> **Saved data entries**:
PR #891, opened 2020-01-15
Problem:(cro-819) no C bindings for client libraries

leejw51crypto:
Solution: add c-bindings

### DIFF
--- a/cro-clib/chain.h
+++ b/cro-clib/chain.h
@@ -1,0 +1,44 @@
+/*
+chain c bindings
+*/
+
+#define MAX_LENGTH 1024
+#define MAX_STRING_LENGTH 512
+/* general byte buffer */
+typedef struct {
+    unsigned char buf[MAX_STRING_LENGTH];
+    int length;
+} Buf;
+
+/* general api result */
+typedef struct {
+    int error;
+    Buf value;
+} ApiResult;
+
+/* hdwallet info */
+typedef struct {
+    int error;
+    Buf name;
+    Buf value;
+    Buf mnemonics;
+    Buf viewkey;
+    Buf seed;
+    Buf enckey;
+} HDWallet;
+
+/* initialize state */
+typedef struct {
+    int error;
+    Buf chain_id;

> **AIM OF THE EXERCISE**: Among the lines above, which contain the word "bindings"? Copy every one.

> **TASK RESULT**:
Problem:(cro-819) no C bindings for client libraries
Solution: add c-bindings
+chain c bindings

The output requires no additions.